The Infrastructure Health dashboard

Note Monitoring Infrastructure Health is a Preview feature and is subject to change.

Navigate to Observability > Analyze and select Infrastructure Health. The dashboard provides an overview of your system health, based on monitor alert categories and scores as explained below. Set filters at the top to narrow down the focus of your investigation.

infrastructure health overview

By default, health scores are grouped by data center; you can select the grouping that works best for your session.

Configure Monitors to use for infrastructure health

Health scores are driven by alerts that are configured for inclusion in system health calculations.

When creating a monitor for an infrastructure object, you can choose whether to include alerts from the monitor in the calculations. At the bottom of the screen, expand the Advanced Configuration and select to Include in Infrastructure Health Calculation. Select a category to which to apply the calculation for the monitor:

  • Component Health - fan failure, service processor offline, etc.

  • Performance Health - high storage node utilization, abnormal spike in node latency, etc.

  • Capacity Health - storage Pool capacity approaching full, insufficient space for LUN snapshot, etc.
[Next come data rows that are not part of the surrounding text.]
PR #315, opened 2026-04-29
[WIP] [Speculative Decoding] Support Draft-Model Speculative Decoding on Metal

davidgao7:
# Summary

This PR introduces the foundational architecture for Speculative Decoding on the Metal paged path. It implements a Widened Scorer approach that leverages MLX's unified varlen kernels to verify multiple draft tokens in a single, efficient forward pass.

# Key Changes

* **MetalSpecDecodeWorker**: New orchestrator that manages the Propose-Score-Verify-Rewind loop and stashes speculative data for the asynchronous Paged Attention path.
* Full Worker Delegation: Implemented missing *WorkerBase* RPC methods (*take_draft_token_ids*, *get_supported_tasks*, health checks) to ensure full compatibility with the vLLM EngineCore and benchmarking tools.
* MLX-Native **MetalDraftProposer**: A functional proposer using a secondary model lifecycle that leverages MLX lazy evaluation to build draft sequences without GPU stalls.
* Vectorized **MetalRejectionSampler**: A parallelized rejection sampler with the "residual fix" (*mx.maximum*) to ensure mathematical parity with sequential generation.
* Atomic KV Rewind: Refactored *ModelRunner* to support *truncate_cache* with bonus token commitment, ensuring the KV cache and sequence length tracking stay in sync after rejections.
* Vectorized Logit Extraction: Updated *sampling_batch.py* to extract and return "Widened Pipe" verification logits for the entire speculative window.
* macOS Stability: Automated loopback networking defaults (*lo0* / *VLLM_HOST_IP*) to prevent Gloo distributed hangs on Apple Silicon.

# Performance Results (M4 Max)

* **Sequential (1 token)**: 4.92ms

* **Widened Verification (5 tokens)**: 6.65ms

* **3.7x** hardware-level throughput increase during verification.

# Edge Case Handling
To prevent [state-sync issues](https://github.com/vllm-project/vllm/issues/34650), this PR implements:
1. Strict Boundary Control: The *MetalModelRunner* now decrementally updates sequence tracking, forcing the GPU to ignore rejected tokens in subsequent passes.
2. Verification Stashing: Added *_pending_spec_data* in the worker to handle the handshake between the asynchronous Scorer pass and the verification phase.

# Validation & Test Plan
Hardware:Apple MacBook Pro 16 (2024) with M4 Max (36GB RAM):
Verified using the vLLM CLI (v0.19.0) and internal integration tests. Hardware-saturated benchmarks confirm the Scorer's efficiency gain.

[...]

PR #358, opened 2026-05-08
Wire structured-output row spans into paged path

CAICAIIs:
## Summary

This PR wires row-span-aware structured-output bitmasking into the Metal paged sampling path.

It builds on the paged decode segment metadata and keeps the row-span mapping, constrained-row construction, and bitmask application owned by `MetalStructuredOutputApplier`.

## What Changed

- Pass paged `decode_segments` from `MetalModelRunner._sample_paged_batch()` into `MetalStructuredOutputApplier.apply_paged()`.
- Map structured-output requests to one or more logits rows when paged speculative decode row spans are present.
- Apply per-position grammar bitmask rows for same-request structured output + scheduled speculative decode.
- Preserve the existing non-spec structured-output behavior.
- Add production/class-owned path coverage for:
  - normal decode structured output
  - prefill tail-row masking
  - mixed structured/plain speculative batches
  - request-id isolation
  - same-request structured output + scheduled speculative decode
  - missing per-position row-span bitmask rows

## Scope

This PR does not add a drafter, rejection sampling, KV rewind, or broader speculative decoding policy. It only wires structured-output row-span bitmasking into the existing Metal paged target path.

## Validation

- `pytest tests/test_grammar_bitmask.py tests/test_v1_model_runner_generate.py tests/test_spec_decode_metadata.py -q`
  - `66 passed`
- `ruff check` / `ruff format --check` on touched files
- `git diff --check`
- Real Metal smoke with `vllm 0.20.2`: `Qwen/Qwen3-0.6B` + paged attention + structured JSON output returned parseable JSON: `{"answer": 1}`

### DIFF
--- a/tests/test_grammar_bitmask.py
+++ b/tests/test_grammar_bitmask.py
@@ -252,7 +252,7 @@ class TestApplyGrammarBitmaskPaged:
 
     def test_row_span_metadata_masks_verification_rows_and_prefill_tail(self) -> None:
         """Row-span metadata must mask structured rows while leaving plain spec rows alone."""
-        allowed_decode = 7
+        allowed_decode_rows = (7, 8, 9)
         allowed_prefill = 15
         decode_reqs = [_make_decode_req("a"), _make_decode_req("b")]
         prefill_reqs = [_make_prefill_req("pf0", 2)]
@@ -267,11 +267,14 @@ class TestApplyGrammarBitmaskPaged:
         sched = _make_scheduler_output(["a", "b", "pf0"])
         sched.scheduled_spec_decode_tokens = scheduled_spec_decode_tokens
         grammar = _make_grammar_output(
-            ["pf0", "a"],
+            ["pf0", "a", "a", "a"],
             np.vstack(
                 [
                     _make_single_token_bitmask(allowed_prefill),
-                    _make_single_token_bitmask(allowed_decode),
+                    *(
+                        _make_single_token_bitmask(token)
+                        for token in allowed_decode_rows
+                    ),
                 ]
             ),
         )
@@ -289,10 +292,10 @@ class TestApplyGrammarBitmaskPaged:
             )
         )
 
-        # Verification rows for a live at rows 0 and 1.
-        for row in [0, 1]:
-            assert np.isfinite(result[0, row, allowed_decode])
-            assert result[0, row, (allowed_decode + 1) % VOCAB_SIZE] == float("-inf")
+        # Verification rows for a live at rows 0 and 1; row 2 is its bonus row.
+        for row, allowed_token in enumerate(allowed_decode_rows):
+            assert np.isfinite(result[0, row, allowed_token])
+            assert result[0, row, (allowed_token + 1) % VOCAB_SIZE] == float("-inf")
 
         # Plain speculative decode rows for b stay untouched.
         np.testing.assert_array_equal(result[0, 3:5], _to_numpy(logits)[0, 3:5])
@@ -303,8 +306,8 @@ class TestApplyGrammarBitmaskPaged:
 
     def test_row_span_metadata_keeps_request_bitmasks_isolated_by_req_id(self) -> None:
         """Structured-output rows must stay attached to their request IDs."""
-        allowed_a = 3
-        allowed_b = 19
+        allowed_a_rows = (3, 4, 5)
+        allowed_b_rows = (19, 20)
         decode_reqs = [_make_decode_req("a"), _make_decode_req("b")]
         scheduled_spec_decode_tokens = {"a": [101, 102], "b": [201]}
         segments = build_paged_decode_segments(
@@ -317,11 +320,11 @@ class TestApplyGrammarBitmaskPaged:
         sched = _make_scheduler_output(["a", "b"])
         sched.scheduled_spec_decode_tokens = scheduled_spec_decode_tokens
         grammar = _make_grammar_output(
-            ["b", "a"],
+            ["b", "b", "a", "a", "a"],
             np.vstack(
                 [
-                    _make_single_token_bitmask(allowed_b),
-                    _make_single_token_bitmask(allowed_a),
+                    *(_make_single_token_bitmask(token) for token in allowed_b_rows),
+                    *(_make_single_token_bitmask(token) for token in allowed_a_rows),
                 ]
             ),
         )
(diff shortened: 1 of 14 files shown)


vllm_metal/v1/structured_output.py
```diff
@@ -22,6 +24,187 @@
...
+
+    # rows_torch is CPU float32 (from torch.from_numpy), so torch_to_mlx goes
+    # through numpy — all xgrammar mutations are captured before the copy.
+    rows_mlx = torch_to_mlx(rows_torch).astype(original_dtype)  # (n_constrained, vocab)
+
+    # logits[0] produces a new lazy computation node (not a Python alias of
+    # logits), so __setitem__ here does not mutate the caller-held logits array.
+    result_2d = logits[0]
+    result_2d[logit_rows] = rows_mlx
+    return result_2d[None]  # Restore (1, total_tokens, vocab) shape
```
LxYuan0420: This moves the core `MetalStructuredOutputApplier` behavior out into module-private helpers. These are not general structured-output utilities; they are the applier’s row-target mapping and bitmask-application internals. Please keep this behavior owned by `MetalStructuredOutputApplier` instead of spreading it across loose private functions at module scope.

Suggested shape:

```python
class MetalStructuredOutputApplier:
    def apply_paged(...): ...

    def _build_paged_row_targets(...): ...
    def _build_constrained_rows(...): ...
    def _apply_grammar_bitmask_to_rows(...): ...
```

vllm_metal/v1/structured_output.py
```diff
@@ -104,67 +288,20 @@ def apply_paged(
...
-                constrained.append((req_id_to_row[req_id], bitmask_row))
-
-        if not constrained:
-            return logits
+        # Each tuple is (logit_row, bitmask_row).
+        constrained = _build_constrained_rows(
+            grammar_output.structured_output_request_ids,
+            row_targets,
+            grammar_bitmask_row_count=grammar_bitmask.shape[0],
+        )
```
LxYuan0420, line 123: This introduces a row-span contract that the production `apply_paged()` path cannot consume yet. `model_runner` still builds one decode row per request, and this method still rejects same-request structured output plus speculative decoding before calling the mapping path. Since this PR is explicitly preparation only, I would rather not land dormant runtime logic. Please wire it through the real class-owned path in the PR that uses it, or keep it out until then.

vllm_metal/v1/structured_output.py
```diff
@@ -22,6 +24,187 @@
...
+                constrained.append((row, bitmask_row + row_offset))
+        bitmask_row = end_bitmask_row
+
+    if bitmask_row != grammar_bitmask_row_count:
+        raise ValueError(
+            "Grammar bitmask row count must match row-span logits targets: "
+            f"consumed {bitmask_row}, got {grammar_bitmask_row_count}."
+        )
+
+    return constrained
```
LxYuan0420: This row-span bitmask consumption logic should stay behind the same owner boundary as `apply_paged()`. Upstream vLLM already defines the `GrammarOutput` ordering and speculative bitmask expansion contract; Metal should adapt that contract in one class-owned place, not through standalone private functions that tests call directly.

tests/test_grammar_bitmask.py
```diff
@@ -140,6 +143,36 @@ def _build_cu_seqlens(num_decode: int, prefill_lens: list[int]) -> list[int]:
...
+        grammar.structured_output_request_ids,
+        row_targets,
+        grammar_bitmask_row_count=grammar.grammar_bitmask.shape[0],
+        paged_decode_segments=segments,
+    )
+    return so._apply_grammar_bitmask_to_rows(
+        logits,
+        grammar.grammar_bitmask,
+        constrained,
+    )
```
LxYuan0420: These tests bypass the production owner by calling `so._build_paged_row_targets()`, `so._build_constrained_rows()`, and `so._apply_grammar_bitmask_to_rows()` directly. That proves helper mechanics, not the `MetalStructuredOutputApplier` contract. Please exercise a class-owned method instead.

tests/test_grammar_bitmask.py
```diff
@@ -248,6 +281,126 @@ def test_mixed_decode_and_prefill(self) -> None:
...
+        with pytest.raises(NotImplementedError, match="one grammar bitmask row"):
+            _apply_row_span_grammar(
+                grammar,
+                decode_reqs,
+                [],
+                cu,
+                1,
+                logits,
+                segments,
+            )
```
LxYuan0420, line 458: These row-span tests validate the prepared private-helper path, but production `apply_paged()` still rejects same-request structured output plus speculative decoding. I do not want prep-only tests that pass by bypassing the runtime boundary. This coverage should land with the runtime PR that actually makes the row-span path reachable through the production owner.

LxYuan0420 (commented):
Thanks for splitting this down. The direction makes sense, but I want this to land as a real production slice, not prep-only helpers. Please keep the current SO path unchanged here, and move the row-span work into the PR that wires SO + speculative decoding through `MetalStructuredOutputApplier`. That keeps ownership clear and tests on the production path.

CAICAIIs:
> Thanks for splitting this down. The direction makes sense, but I want this to land as a real production slice, not prep-only helpers. Please keep the current SO path unchanged here, and move the row-span work into the PR that wires SO + speculative decoding through `MetalStructuredOutputApplier`. That keeps ownership clear and tests on the production path.

Thanks for the review! I understand the concern now. The current prep-only helper slice is not the right shape: the production path is still unreachable, and the tests bypass the MetalStructuredOutputApplier ownership boundary.

I’ll rework #358 into a real runtime slice: keep the current non-spec structured-output path unchanged, move the row-span mapping / constrained-row construction / bitmask application back under MetalStructuredOutputApplier as class-owned private methods, and make the tests exercise the class-owned or production path. I’ll also avoid duplicating #315’s DraftModelProposer / SpecDecodeWorker / rejection sampling / KV rewind scope; if #315 provides the final SD runtime contract, this PR will build the SO row-span bitmasking on top of that.

ricky-chaoju:
Please resolve the conflict.

CAICAIIs:
Thanks for the review. I resolved the conflict and reworked this PR from a prep-only helper slice into a reachable production slice.

Main changes:
- `MetalModelRunner._sample_paged_batch()` now passes paged `decode_segments` into `MetalStructuredOutputApplier.apply_paged()`.
- The row-span request-to-logits-row mapping, constrained-row construction, and bitmask application are now owned by `MetalStructuredOutputApplier`.
- Same-request structured output + scheduled speculative decode is now covered through the class-owned / production sampling path instead of standalone helper tests that bypass the runtime boundary.
- The existing non-spec structured-output behavior is preserved.

Validation:
- `pytest tests/test_grammar_bitmask.py tests/test_v1_model_runner_generate.py tests/test_spec_decode_metadata.py -q` -> 66 passed
- `ruff check` / `ruff format --check` on touched files -> passed
- `git diff --check` -> passed
- Real Metal smoke with `vllm 0.20.2`: `Qwen/Qwen3-0.6B` + paged attention + structured JSON output returned parseable JSON: `{"answer": 1}`

LxYuan0420 (approved):
Great work on this. I pushed a few small maintainer edits on top:

- Fail fast when row-span grammar output references a request with no paged logits rows, with a regression test.
- Document the row-span bitmask ordering contract from vLLM.
- Remove the redundant private `xgrammar` guard; `apply_paged()` owns that dependency check.

CAICAIIs:
> Great work on this. I pushed a few small maintainer edits on top:
> 
> * Fail fast when row-span grammar output references a request with no paged logits rows, with a regression test.
> * Document the row-span bitmask ordering contract from vLLM.
> * Remove the redundant private `xgrammar` guard; `apply_paged()` owns that dependency check.

Thanks!!

PR #366, opened 2026-05-12
Bump vLLM to 0.20.2

ricky-chaoju:
Bump vLLM to 0.20.2

### DIFF
--- a/install.sh
+++ b/install.sh
@@ -182,7 +182,7 @@ EOF
   local vllm_v="0.20.2"
   local url_base="https://github.com/vllm-project/vllm/releases/download"
   local filename="vllm-$vllm_v.tar.gz"
-  curl -fOL $url_base/v$vllm_v/$filename
+  curl -OL $url_base/v$vllm_v/$filename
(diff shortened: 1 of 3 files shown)


install.sh
```diff
@@ -179,10 +179,10 @@ EOF
 
   ensure_venv "$venv"
 
-  local vllm_v="0.20.1"
+  local vllm_v="0.20.2"
   local url_base="https://github.com/vllm-project/vllm/releases/download"
   local filename="vllm-$vllm_v.tar.gz"
-  curl -OL $url_base/v$vllm_v/$filename
+  curl -fOL $url_base/v$vllm_v/$filename
```
LxYuan0420: Can we keep this as a pure version bump (just like your earlier chore-version-bump PRs) ? Adding `-f` is separate download hardening, and it is incomplete here because the script does not check the `curl` exit code before continuing to `tar`/`cd`.

LxYuan0420 (approved):
Just undo the `-f` and we are good to go

PR #1081, opened 2022-01-06
Bugfix: use monotonic clock.

### LINKED ISSUE #800: Crash while recording: clock went backwards?
Reported via Google PlayStore.

I guess, we have a case in which the clock was adjusted while recording.
And the TrackStatistics then react with a RuntimeException.

Just happened once so far since we implemented using the _system clock_ instead of the _gps time_.

```
java.lang.RuntimeException: 
  at de.dennisguse.opentracks.stats.TrackStatistics.setStopTime (TrackStatistics.java:159)
  at de.dennisguse.opentracks.stats.TrackStatisticsUpdater.internalAddTrackPoint (TrackStatisticsUpdater.java:123)
  at de.dennisguse.opentracks.stats.TrackStatisticsUpdater.addTrackPoint (TrackStatisticsUpdater.java:108)
  at de.dennisguse.opentracks.services.TrackRecordingService.insertTrackPoint (TrackRecordingService.java:652)
  at de.dennisguse.opentracks.services.TrackRecordingService.newTrackPoint (TrackRecordingService.java:561)
  at de.dennisguse.opentracks.services.handlers.HandlerServer.lambda$sendTrackPoint$0$HandlerServer (HandlerServer.java:59)
  at de.dennisguse.opentracks.services.handlers.-$$Lambda$HandlerServer$u7UpyDYRGPit7CRfg_glQph5Wm8.run (Unknown Source:6)
  at java.util.concurrent.ThreadPoolExecutor.runWorker (ThreadPoolExecutor.java:1167)
  at java.util.concurrent.ThreadPoolExecutor$Worker.run (ThreadPoolExecutor.java:641)
  at java.lang.Thread.run (Thread.java:919)
```

dennisguse:
`System.currentTimeMillis()` is not monotonic and might jump forward/backward whenever the local device time is updated.
This results in crashes while recording:
1. if the time jumps before start of a current segment
2. if the time jumps before the time of the previous trackpoint

Exceptions are nowadays created in TrackStatistics to prevent invalid data, leading to crashes.

We now use a clock that is relative to it's creation while using the time since boot of the device (guaranteed to be monotonic).

https://developer.android.com/reference/android/os/SystemClock

Fixes #800.

### DIFF
--- a/src/main/java/de/dennisguse/opentracks/services/handlers/MonotonicClock.java
+++ b/src/main/java/de/dennisguse/opentracks/services/handlers/MonotonicClock.java
@@ -1,0 +1,40 @@
+package de.dennisguse.opentracks.services.handlers;
+
+import android.os.SystemClock;
+
+import java.time.Clock;
+import java.time.Instant;
+import java.time.ZoneId;
+
+/**
+ * A monotonic clock relative to the device's clock at time of the instantiation.
+ * Uses device time since startup.
+ * Replacement for java.time.Clock as it may not be monotonic (i.e., can jump back and forwards).
+ */
+public class MonotonicClock extends Clock {
+
+    private final long epochAtCreation;
+
+    private final long elapsedRealtimeAtCreation;
+
+    public MonotonicClock() {
+        epochAtCreation = Instant.now().toEpochMilli();
+        elapsedRealtimeAtCreation = SystemClock.elapsedRealtime();
+    }
+
+    @Override
+    public Instant instant() {
+        long current = (SystemClock.elapsedRealtime() - elapsedRealtimeAtCreation);
+        return Instant.ofEpochMilli(epochAtCreation + current);
+    }
+
+    @Override
+    public ZoneId getZone() {
+        throw new RuntimeException("Not implemented");
+    }
+
+    @Override
+    public Clock withZone(ZoneId zone) {
+        throw new RuntimeException("Not implemented");
+    }
+}
--- a/src/main/java/de/dennisguse/opentracks/services/handlers/TrackPointCreator.java
+++ b/src/main/java/de/dennisguse/opentracks/services/handlers/TrackPointCreator.java
@@ -30,7 +30,7 @@ public class TrackPointCreator implements BluetoothRemoteSensorManager.SensorDat
     private final Callback service;
 
     @NonNull
-    private Clock clock = Clock.systemUTC();
+    private Clock clock = new MonotonicClock();
 
     private final GPSHandler gpsHandler;
     private BluetoothRemoteSensorManager remoteSensorManager;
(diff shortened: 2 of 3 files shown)


src/main/java/de/dennisguse/opentracks/services/handlers/MonotonicClock.java
```diff
@@ -0,0 +1,41 @@
...
+/**
+ * A monotonic clock relative to the device's clock at time of the instantiation.
+ * Uses device time since startup.
+ * Replacement for java.time.Clock as may not be monotonic.
+ */
+public class MonotonicClock extends Clock {
+
+    private final long startEpoch;
+
+    private final long elapsedRelatimeAtInstation;
```
rgmf, line 18: Did you mean `elapsedRealtimeAtInstantation`?

rgmf (changes requested):

src/main/java/de/dennisguse/opentracks/services/handlers/MonotonicClock.java
dennisguse: Yes ;)

dennisguse:
@rgmf Any idea why `StringUtilsTest.testFormatDateTime()` fails?
It also fails for me locally on `main`. And on CI.
Weird as it was working until now.

rgmf:
> @rgmf Any idea why `StringUtilsTest.testFormatDateTime()` fails? It also fails for me locally on `main`. And on CI. Weird as it was working until now.

I'll look into it tomorrow ;)

dennisguse:
It started failing here: https://github.com/OpenTracksApp/OpenTracks/actions/runs/1649899045
Previous test executions in the CI were okayish (except the race condition that should be fixed by event-driven BLE data handling).

pstorch:
I'm thinking if it would be better to ignore `time.isNegative()` and set the time difference to 0 in this case.
Don't throw an Exception, just log a warning. 
Would we ignore some severe error conditions?

dennisguse:
@pstorch to be honest: I guess it wouldn't matter.
And now comes the argument why this still makes sense :)
And the argument is almost academic. :sunglasses:

The point here is that in real life time just moves in dimension anyhow.
Just because my clock becomes out of sync (with whatever absolute time source we trust) and we have tech to synchronize to an absolute (more up to date) value, we get this jumping of absolute time.

But during the recording, I don't need an absolute time, but only the relative duration to the recording start (aka how many seconds ago did I press start). There is no need to get an accurate (in terms of re-synchronized jumping) absolute time. We just store it, because most data formats want it (and it would be too some degree painful). Technically, it just like moving time and total time. 
From a data perspective, only the timestamp of SEGMENT_START_MANUAL must be absolute while all others would be sufficient as relative time (reference to the previous SEGMENT_START_MANUAL). 
And this SEGMENT_START_MANUAL should be in sync with the real world (or whichever clock the user wants to have on his phone).

The ugly part: the amount of time, we would "ignore" using `System.currentTimeMillis()` is very likely marginal (likely milliseconds at most).
But why take the chance especially as it makes the code ugly at some places?
... especially if we have a local (relative) time source available. 

PS/ general refactoring plan: all recording related variables in TrackRecordingService should be instantiated on recording start. And then the monotonic clock has actually the real start time.

dennisguse:
I start testing this :)

PR #1083, opened 2022-01-07
StringUtilsTest.testFormatDateTime

rgmf:
Trying to fix strange fails in this test.

### DIFF
--- a/src/androidTest/java/de/dennisguse/opentracks/util/StringUtilsTest.java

  • Configuration Health - cloud tier unreachable, SnapMirror relationship out of sync, etc.

monitor advanced configuration to add to health calculations

Health scores explained

Scores are presented on a scale of 0 to 100, with 100 being at full health. Monitored infrastructure objects currently or recently experiencing issues will lower this score according to the following weighted averages:

  • Components, Performance, or Capacity: 30% each

  • Configuration: 10%

Health scores are impacted by alerts generated by the monitors you configured to include in infrastructure health calculations in the following ways:

  • Critical alerts drop the health score by the full category weight

  • Warning alerts drop the score by half the category weight.

If any categories are not reporting, the weighted average will adjust accordingly.

For example: 1 critical alert on Components (-30) and 1 warning alert on Performance (50% of 30 = -15) yield a health score of 55 (100 minus 45).

When alerts are resolved, these health score reductions gradually fade, and the score fully recovers within 2 hours.